### TASK DIRECTIONS
Whenever the string "Looks" appears in a line below, please copy the line out.

### RECORDS FOR PROCESSING
"""

PR #19, opened 2011-12-11
Helloworld JSP

nelvadas:
Hello
I created the HelloWorld JSP with JSP & JSTL 1.2
The project reuses the business and DAO layers of the MemberRegistration template.


sgilda:
Elvadas,
Thanks for creating this quickstart! I reviewed it and have the following suggestion:

This appears to be a JSP version of the 'kitchensink' quickstart, not the 'helloworld' quickstart. In the readme.md file, you even say "This project rebuilds the presentation tier of the kitchensink quickstart app using JSP and JSTL instead of JSF features." The name of your application is very confusing since it is not a helloworld example. Could you please rename the quickstart from 'jboss-as-helloworld-jsp to 'jboss-as-kitchensink-jsp' and change the references in the readme.md file also? Thanks!

nelvadas:
Thanks sgilda. I will correct it ASAP +1.

sgilda:
Elvadas, I found another issue. If the kitchen sink example and this one are deployed at the same time, there is a conflict with the "Member" table name which results in quite a few errors and exceptions in the server log. Could you rename hte member table to something else, maybe "MemberJSP' or something else that's unique? 
I believe you need to make the change in 2 places:
1) Member.java
   Add the table name to the @Table annotation, for example
   @Table(name = "MemberJSP", uniqueConstraints = @UniqueConstraint(columnNames = "email")) 
2) Modify the import.sql file
Thanks!

nelvadas:
done!

sgilda:
Elvadas,

I ran into a few issues when I tried to test this application.

1) When I test this quickstart and enter an invalid value, for example, a telephone number that is too short, I get an error on the page "Transaction rolled back", but no indication what was wrong. With the kitchensink JSF example, a validation error message "size must be between 10 and 12" appears next to the Phone #. I can see the error in the log, but would it be possible to display the reason it failed to the users on the page so they know what they need to change?

2) Also, it fails with a "Unique index or primary key violation" the first time I run it after restarting the server and deploying the application. 
For example, I enter the following values 
     Name: abc, Email: def@a.com, Phone: 1223343455. 
I get 'Transaction rolled back" and in the server log, I see:
    Caused by: org.h2.jdbc.JdbcSQLException: Unique index or primary key violation: 
        "PRIMARY_KEY_F ON PUBLIC.MEMBERJSP(ID)"; SQL statement:
        insert into MemberJSP (email, name, phone_number, id) values (?, ?, ?, ?) [23001-145]
If I try again with the exact same values a 2nd time, it works.

3) I also saw some strange behavior at one point when I typed into the input fields. For example, in the Email, I typed "s", it flashed, then the "s" became selected (highlighted) and the next letter I typed, for example "g", overwrote and replaced the "s" instead of adding it. So I ended up with "g" instead of "sg". This was happening with all the input fields. I undeployed the application, restarted the server, then redeployed and the problem disappeared. Do you have any idea what was causing that problem?

wesleyhales:
Just a few comments from my side:
- JSP and EL versions are 2.2 under Java EE 6 (not 2.0)
- You should be consistent with your page directives and add them to index.jsp as you have done with the others. (i.e. <%@ page language="java" contentType="text/html; charset=ISO-8859-1"
  pageEncoding="ISO-8859-1"%>)
-  And we should be using UTF-8 for character encoding

Looks good otherwise!

sgilda:
Elvadas, let me know when you make the above changes.

nelvadas:
Thanks sgilda
I noted your comments and I will send a new  version ASAP.
Good afternoon.

2011/12/14 sgilda <
reply@reply.github.com

> Elvadas, let me know when you make the above changes.
> 
> ---
> 
> Reply to this email directly or view it on GitHub:
> https://github.com/jbossas/quickstart/pull/19#issuecomment-3142580

## 

*
*

_Cldt_
_Elvadas NONO_
_06 61 21 20 38_

nelvadas:
new versions + responses to yours questions. :)

2011/12/14 elvadas nono nelvadas@gmail.com

> Thanks sgilda
> I noted your comments and I will send a new  version ASAP.
> Good afternoon.
> 
> 2011/12/14 sgilda <
> reply@reply.github.com
> 
> > Elvadas, let me know when you make the above changes.
> > 
> > ---
> > 
> > Reply to this email directly or view it on GitHub:
> > https://github.com/jbossas/quickstart/pull/19#issuecomment-3142580
> 
> ## 
> 
> *
> *
> 
> _Cldt_
> _Elvadas NONO_
> _06 61 21 20 38_

## 

*
*

_Cldt_
_Elvadas NONO_
_06 61 21 20 38_

nelvadas:
@wesleyhales Thanks for the remarks

@ sgilda, Concerning the Error Message Transaction was rolled back,
Since I am using JSP, I have to perform some validation either with js ( no good idea in that quickstart) or at the servlet level,
but some validations like Constraint integrity when occurs in the EJB/JPA environment throw the Transaction rolled back,
I try to propagate the Exceptions which is catched when persisting the entity but no success result, JPA PersistenceException hierrachy is unchecked Exception and it seems like the solution is to get the root cause of the Transaction rolle back ex. Do you have another idea about this subject?

sgilda:
It seems to be working better now. 
If I type one letter in for the name, for exampe "A", I get an error saying "Name can not be null" even though it clearly is not null.
The exception handling change does not appear to be working. I still only get the message "Transaction rolled back". After looking at the code, I can see that the exception is just being rethrown and not returned to or processed by the form. It appears that none of other quickstarts do error handling either, so I think you can remove the additional error handling you added. Sorry I troubled you with it. When you remove it, I will process your pull. 
Thanks!

nelvadas:
Thanks sgilda, I m working on the exception mgmt, I catch the exection from Entity persist method and propagate it to the service lalyer, the servlet add the exception message  " transaction rolled back"  to the request attribute before forwardin  the request.

but from what i read on forums it comes from the EJB trans mgt and couple with JPA, I will change message to       "xxxx required".

nelvadas:
oupsssss! the validations constrainst is fake, I will check it,            request.getParameter (""").length <=1

sgilda:
Like I said, none of the other quickstarts do any additional error 
handling, so you don't need to with yours either. It's your call though. :-)

sgilda:
Wesley,  are satisfied with the changes? If so, I'll push them to jbossas.

sgilda:
Never mind. Still waiting for validation fixes. MemberRegistrationServlet is still testing for name length less than or equal to 1, meaning a one letter name like "A" gives an error that it's null:
if((value=request.getParameter("name")).length()<=1) {
    errorMessage.append("Name can not be null\n");
    }

nelvadas:
Sorry sgilda, My computer was out all the week end. I lost my battery charger. It s ok now :)
I try to fix catch and display exception properly. But i think it is not complete, I am working to see how to sole this issue using nested transaction  so that the transaction be rolled back in the DAO layer not in the business service caller (servlet ) first.
Good day:)

sgilda:
I don't have much GUI/JSF experience, but I played around with this a 
little in my own repository, https://github.com/sgilda/quickstart.

If you look at the register method in 
kitchensink-ml/src/main/java/org/jboss/as/quickstarts/kitchensink/controller/MemberRegistration.java, 
you'll see it catches specific exceptions, then adds them to the UI 
component that was added to the JSF page. I don't know if something like 
this would work with JSPs.

I don't know if code like this is even a best practice. Wesley, can you 
tell me if this the right way to process errors? ;-)

nelvadas:
ok thanks sgilda, I will check! but for me  with kitchensink-ml   the presentation tier and the DAO are not separated in ex management, DAO is aware of Facelet objects. very tigh coupling

sgilda:
That's what I was afraid of. Thanks.

pmuir:
sgilda, nelvadas, how are we doing on this? Close to getting it merged?

sgilda:
Still waiting for Elvadas to fix the validation code. See comment above 
"oupsssss! the validations constrainst is fake, I will check it, 
request.getParameter (""").length <=1"

nelvadas:
Already done sgilda , validations are ok and comited 

Envoyé depuis mon téléphone Nokia
-----Message d'origine-----
De : sgilda
Env.:  23/12/2011 14:47:10
Objet :  Re: [quickstart] Helloworld JSP (#19)

Still waiting for Elvadas to fix the validation code. See comment above 
"oupsssss! the validations constrainst is fake, I will check it, 
request.getParameter (""").length <=1"

On 12/23/2011 08:43 AM, Pete Muir wrote:

> sgilda, nelvadas, how are we doing on this? Close to getting it merged?
> 
> ---
> 
> Reply to this email directly or view it on GitHub:
> https://github.com/jbossas/quickstart/pull/19#issuecomment-3260943

---

sgilda:
Sorry. Last time I checked it was still had validation logic for a name 
length <=1.

sgilda:
Looks good! The error messages are now being displayed so you know what's wrong. Eventually it would be nice to parse and display only the interpolated message from the entire exception, but this looks good for now. Thanks. I will try to merge it in the next few days.

pmuir:
Sande merged this.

"""

### SOLUTION
Looks good otherwise!
Looks good! The error messages are now being displayed so you know what's wrong. Eventually it would be nice to parse and display only the interpolated message from the entire exception, but this looks good for now. Thanks. I will try to merge it in the next few days.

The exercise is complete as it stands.